== EXERCISE GOAL ==
The entire listing below needs to be transcribed word for word.
---+---
PR #644, opened 2020-12-02
Improve compatibility with Glyphs

simoncozens:
When trying to run a Glyphs script on the command line, I noticed that I couldn't set a node's position. Glyphs allows `n.position = (x,y)`, but this creates a tuple when GSNode expects a `Point` object. But of course I can't use a `Point` object because then the script wouldn't work in Glyphs...

This PR allows setting `n.position = (x,y)` and automatically upcasting that to a `Point` object.

### DIFF
--- a/Lib/glyphsLib/classes.py
+++ b/Lib/glyphsLib/classes.py
@@ -1612,11 +1612,13 @@ class GSNode(GSBase):
     )
     _parent = None
 
-    def __init__(self, position=(0, 0), nodetype=LINE, smooth=False, name=None):
+    def __init__(self, position=(0, 0), type=LINE, smooth=False, name=None, nodetype=None):
         self._userData = None
         self._position = Point(position[0], position[1])
         self.smooth = smooth
-        self.type = nodetype
+        self.type = type
+        if nodetype is not None: # for backward compatibility
+            self.type = nodetype
         # Optimization: Points can number in the 10000s, don't access the userDataProxy
         # through `name` unless needed.
         if name is not None:
--- a/Lib/glyphsLib/classes.py
+++ b/Lib/glyphsLib/classes.py
@@ -1603,7 +1603,7 @@ class GSFontMaster(GSBase):
 
 
 class GSNode(GSBase):
-    __slots__ = ("_userData", "position", "smooth", "type")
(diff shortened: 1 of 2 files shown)


simoncozens:
I've added another commit since the explanation above. In the `GSNode` constructor in Glyphs, the parameter to set a node's type is (for better or worse) called `type`; glyphsLib calls it `nodetype`. This changes the parameter to match, but also allows for `nodetype` for compatibility.

Lib/glyphsLib/classes.py
```diff
@@ -1612,11 +1612,13 @@ class GSNode(GSBase):
     )
     _parent = None
 
-    def __init__(self, position=(0, 0), nodetype=LINE, smooth=False, name=None):
+    def __init__(self, position=(0, 0), type=LINE, smooth=False, name=None, nodetype=None):
```
anthrotype, line 1615: Why was it necessary to also rename the nodetype parameter?

Lib/glyphsLib/classes.py
```diff
@@ -1612,11 +1612,13 @@ class GSNode(GSBase):
...
         self._userData = None
-        self.position = Point(position[0], position[1])
+        self._position = Point(position[0], position[1])
         self.smooth = smooth
-        self.type = nodetype
+        self.type = type
+        if nodetype is not None: # for backward compatibility
```
anthrotype, line 1620: You could add a deprecation warning here if you want to rename the parameter

anthrotype (approved):

Lib/glyphsLib/classes.py
anthrotype: I just saw your comment, thanks

simoncozens: My thought process went: the actual constructor interface should be called `type`, to match Glyphs; but we should also support `nodetype` in case anyone's relying on `glyphsLib` having that interface.

anthrotype: that's fine. I was suggesting that we also do a `warnings.warn("nodetype is deprecated, please use type instead", DeprecationWarning)` and in a few releases we remove it altogether

PR #647, opened 2020-12-02
Run tests/publish with GitHub actions, fixes #645

### LINKED ISSUE #645: move to Github Actions
Travis CI is too slow, we need to transition to Github Actions like we did for ufo2ft and fonttools.
Any volunteers? We should basically copy over ufo2ft's setup

simoncozens:
Literally the same workflow files as ufo2ft. You will need to set `PYPI_USERNAME` and `PYPI_PASSWORD` in repository secrets.

### DIFF
--- a/.github/workflows/test.yml
+++ b/.github/workflows/test.yml
@@ -7,6 +7,18 @@ on:
     branches: [master]
 
 jobs:
+  lint:
+    runs-on: ubuntu-latest
+    steps:
+    - uses: actions/checkout@v2
+    - name: Set up Python 3.8
+      uses: actions/setup-python@v2
+      with:
+        python-version: 3.8
+    - name: Install tox
+      run: pip install tox
+    - name: Run style and typing checks
+      run: tox -e lint
   build:
     runs-on: ${{ matrix.platform }}
     strategy:
--- a/.github/workflows/test.yml
+++ b/.github/workflows/test.yml
@@ -1,0 +1,36 @@
+name: Test
+
+on:
+  push:
+    branches: [master]
+  pull_request:
+    branches: [master]
+
+jobs:
+  build:
+    runs-on: ${{ matrix.platform }}
+    strategy:
+      matrix:
+        python-version: [3.6, 3.9]
+        platform: [ubuntu-latest, windows-latest]
+    steps:
+    - uses: actions/checkout@v2
+    - name: Set up Python ${{ matrix.python-version }}
+      uses: actions/setup-python@v2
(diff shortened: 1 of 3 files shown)


.github/workflows/test.yml
```diff
@@ -0,0 +1,36 @@
...
+    - name: Install packages
+      run: pip install tox coverage
+    - name: Run Tox
+      run: tox -e py-cov
+    - name: Produce coverage files
+      run: |
+        coverage combine
+        coverage xml
+    - name: Upload coverage to Codecov
+      uses: codecov/codecov-action@v1
```
anthrotype, line 31: if we use this codecov action, then we no longer need the `[testenv:codecov]` section in tox.ini (we were running `tox -e codecov` on travis CI)
you can delete that 
https://github.com/googlefonts/glyphsLib/blob/6c409dd27cb46919c7fe10c5db2b77ce45751632/tox.ini#L27-L36

anthrotype (approved):
Thanks!
I'll add the encrypted pypi token after this is merged

anthrotype:
don't wait for travis, it'll never end. You can merge to master after you removed the unused codecov section in tox.ini. I think the actions will automatically trigger after the workflow configs are in master (they did not in this PR).

anthrotype:
I'll unplug Travis after we verify everything works

anthrotype (changes requested):
wait! you haven't set up the additional step for the `tox -e lint` that runs the autoformatter and linters. Please do that before merging, thank you!

anthrotype:
basically we want a `lint` step before the one you called `build` (it really does `test` more than `build` but who cares), similar to this one:

https://github.com/googlefonts/picosvg/blob/692a09befae8538be7d3a09ea591016604af799d/.github/workflows/ci.yml#L11-L23

(ignore the comments about pytype which don't apply for glyphsLib).
The idea is we run the static linting tools on a one python (e.g. 3.8 or 3.9) as a distinct step from the multi-python test matrix. We don't want to run `tox -e lint` for each one, as the result of the linting in theory is indepedent of the python version and it would be a waste of resources to do it multiple times.

anthrotype (approved):
thanks, LGTM

anthrotype:
I just added encrypted PYPI_{USERNAME,PASSWORD} to the repository's settings, so it should just work 🤞

anthrotype:
you can delete .travis.yml as well. I just removed the webhook

anthrotype:
i'll delete travis.yml

PR #648, opened 2020-12-03
Merge github workflows into one

anthrotype:
Make the deploy step dependent on the test step, so that we don't accidentally deploy if some tests failed.

~~Use tox-gh-actions plugin to automatically configure the tox environment(s) to run given the current GH Actions python version.~~

Automatically create a Github Release from the annotated git tag message and format the latter as markdown.


madig:
Not sure we need the tox plugin? `tox -e py` does the job and linting should be a separate, parallel job.

anthrotype:
FYI, I added instructions on how to make a release to the README:
https://github.com/googlefonts/glyphsLib#make-a-release

basically, you create annotated git tag on your local repo, write some release notes as part of the tag message, and push the tag to the remote repo (which will triggers the CI deploy step)

anthrotype:
our current workflow works with pre-releases too, I just pushed one
see https://github.com/googlefonts/glyphsLib/releases/tag/v5.3.0b1

PR #649, opened 2020-12-07
ufo2glyphs: preserve DS axis order

madig:
Previously, wght and wdth would be forcibly be made first.


belluzj:
LGTM

anthrotype (approved):
LGTM

maybe add an expilicit test with only "wght" + "wdth" that asserts that we do _not_ add the Axes custom parameter since it follows the implicit order already

anthrotype (approved):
---+---
== ANSWER TO THE EXERCISE ==
PR #644, opened 2020-12-02
Improve compatibility with Glyphs

simoncozens:
When trying to run a Glyphs script on the command line, I noticed that I couldn't set a node's position. Glyphs allows `n.position = (x,y)`, but this creates a tuple when GSNode expects a `Point` object. But of course I can't use a `Point` object because then the script wouldn't work in Glyphs...

This PR allows setting `n.position = (x,y)` and automatically upcasting that to a `Point` object.

### DIFF
--- a/Lib/glyphsLib/classes.py
+++ b/Lib/glyphsLib/classes.py
@@ -1612,11 +1612,13 @@ class GSNode(GSBase):
     )
     _parent = None
 
-    def __init__(self, position=(0, 0), nodetype=LINE, smooth=False, name=None):
+    def __init__(self, position=(0, 0), type=LINE, smooth=False, name=None, nodetype=None):
         self._userData = None
         self._position = Point(position[0], position[1])
         self.smooth = smooth
-        self.type = nodetype
+        self.type = type
+        if nodetype is not None: # for backward compatibility
+            self.type = nodetype
         # Optimization: Points can number in the 10000s, don't access the userDataProxy
         # through `name` unless needed.
         if name is not None:
--- a/Lib/glyphsLib/classes.py
+++ b/Lib/glyphsLib/classes.py
@@ -1603,7 +1603,7 @@ class GSFontMaster(GSBase):
 
 
 class GSNode(GSBase):
-    __slots__ = ("_userData", "position", "smooth", "type")
(diff shortened: 1 of 2 files shown)


simoncozens:
I've added another commit since the explanation above. In the `GSNode` constructor in Glyphs, the parameter to set a node's type is (for better or worse) called `type`; glyphsLib calls it `nodetype`. This changes the parameter to match, but also allows for `nodetype` for compatibility.

Lib/glyphsLib/classes.py
```diff
@@ -1612,11 +1612,13 @@ class GSNode(GSBase):
     )
     _parent = None
 
-    def __init__(self, position=(0, 0), nodetype=LINE, smooth=False, name=None):
+    def __init__(self, position=(0, 0), type=LINE, smooth=False, name=None, nodetype=None):
```
anthrotype, line 1615: Why was it necessary to also rename the nodetype parameter?

Lib/glyphsLib/classes.py
```diff
@@ -1612,11 +1612,13 @@ class GSNode(GSBase):
...
         self._userData = None
-        self.position = Point(position[0], position[1])
+        self._position = Point(position[0], position[1])
         self.smooth = smooth
-        self.type = nodetype
+        self.type = type
+        if nodetype is not None: # for backward compatibility
```
anthrotype, line 1620: You could add a deprecation warning here if you want to rename the parameter

anthrotype (approved):

Lib/glyphsLib/classes.py
anthrotype: I just saw your comment, thanks

simoncozens: My thought process went: the actual constructor interface should be called `type`, to match Glyphs; but we should also support `nodetype` in case anyone's relying on `glyphsLib` having that interface.

anthrotype: that's fine. I was suggesting that we also do a `warnings.warn("nodetype is deprecated, please use type instead", DeprecationWarning)` and in a few releases we remove it altogether

PR #647, opened 2020-12-02
Run tests/publish with GitHub actions, fixes #645

### LINKED ISSUE #645: move to Github Actions
Travis CI is too slow, we need to transition to Github Actions like we did for ufo2ft and fonttools.
Any volunteers? We should basically copy over ufo2ft's setup

simoncozens:
Literally the same workflow files as ufo2ft. You will need to set `PYPI_USERNAME` and `PYPI_PASSWORD` in repository secrets.

### DIFF
--- a/.github/workflows/test.yml
+++ b/.github/workflows/test.yml
@@ -7,6 +7,18 @@ on:
     branches: [master]
 
 jobs:
+  lint:
+    runs-on: ubuntu-latest
+    steps:
+    - uses: actions/checkout@v2
+    - name: Set up Python 3.8
+      uses: actions/setup-python@v2
+      with:
+        python-version: 3.8
+    - name: Install tox
+      run: pip install tox
+    - name: Run style and typing checks
+      run: tox -e lint
   build:
     runs-on: ${{ matrix.platform }}
     strategy:
--- a/.github/workflows/test.yml
+++ b/.github/workflows/test.yml
@@ -1,0 +1,36 @@
+name: Test
+
+on:
+  push:
+    branches: [master]
+  pull_request:
+    branches: [master]
+
+jobs:
+  build:
+    runs-on: ${{ matrix.platform }}
+    strategy:
+      matrix:
+        python-version: [3.6, 3.9]
+        platform: [ubuntu-latest, windows-latest]
+    steps:
+    - uses: actions/checkout@v2
+    - name: Set up Python ${{ matrix.python-version }}
+      uses: actions/setup-python@v2
(diff shortened: 1 of 3 files shown)


.github/workflows/test.yml
```diff
@@ -0,0 +1,36 @@
...
+    - name: Install packages
+      run: pip install tox coverage
+    - name: Run Tox
+      run: tox -e py-cov
+    - name: Produce coverage files
+      run: |
+        coverage combine
+        coverage xml
+    - name: Upload coverage to Codecov
+      uses: codecov/codecov-action@v1
```
anthrotype, line 31: if we use this codecov action, then we no longer need the `[testenv:codecov]` section in tox.ini (we were running `tox -e codecov` on travis CI)
you can delete that 
https://github.com/googlefonts/glyphsLib/blob/6c409dd27cb46919c7fe10c5db2b77ce45751632/tox.ini#L27-L36

anthrotype (approved):
Thanks!
I'll add the encrypted pypi token after this is merged

anthrotype:
don't wait for travis, it'll never end. You can merge to master after you removed the unused codecov section in tox.ini. I think the actions will automatically trigger after the workflow configs are in master (they did not in this PR).

anthrotype:
I'll unplug Travis after we verify everything works

anthrotype (changes requested):
wait! you haven't set up the additional step for the `tox -e lint` that runs the autoformatter and linters. Please do that before merging, thank you!

anthrotype:
basically we want a `lint` step before the one you called `build` (it really does `test` more than `build` but who cares), similar to this one:

https://github.com/googlefonts/picosvg/blob/692a09befae8538be7d3a09ea591016604af799d/.github/workflows/ci.yml#L11-L23

(ignore the comments about pytype which don't apply for glyphsLib).
The idea is we run the static linting tools on a one python (e.g. 3.8 or 3.9) as a distinct step from the multi-python test matrix. We don't want to run `tox -e lint` for each one, as the result of the linting in theory is indepedent of the python version and it would be a waste of resources to do it multiple times.

anthrotype (approved):
thanks, LGTM

anthrotype:
I just added encrypted PYPI_{USERNAME,PASSWORD} to the repository's settings, so it should just work 🤞

anthrotype:
you can delete .travis.yml as well. I just removed the webhook

anthrotype:
i'll delete travis.yml

PR #648, opened 2020-12-03
Merge github workflows into one

anthrotype:
Make the deploy step dependent on the test step, so that we don't accidentally deploy if some tests failed.

~~Use tox-gh-actions plugin to automatically configure the tox environment(s) to run given the current GH Actions python version.~~

Automatically create a Github Release from the annotated git tag message and format the latter as markdown.


madig:
Not sure we need the tox plugin? `tox -e py` does the job and linting should be a separate, parallel job.

anthrotype:
FYI, I added instructions on how to make a release to the README:
https://github.com/googlefonts/glyphsLib#make-a-release

basically, you create annotated git tag on your local repo, write some release notes as part of the tag message, and push the tag to the remote repo (which will triggers the CI deploy step)

anthrotype:
our current workflow works with pre-releases too, I just pushed one
see https://github.com/googlefonts/glyphsLib/releases/tag/v5.3.0b1

PR #649, opened 2020-12-07
ufo2glyphs: preserve DS axis order

madig:
Previously, wght and wdth would be forcibly be made first.


belluzj:
LGTM

anthrotype (approved):
LGTM

maybe add an expilicit test with only "wght" + "wdth" that asserts that we do _not_ add the Axes custom parameter since it follows the implicit order already

anthrotype (approved):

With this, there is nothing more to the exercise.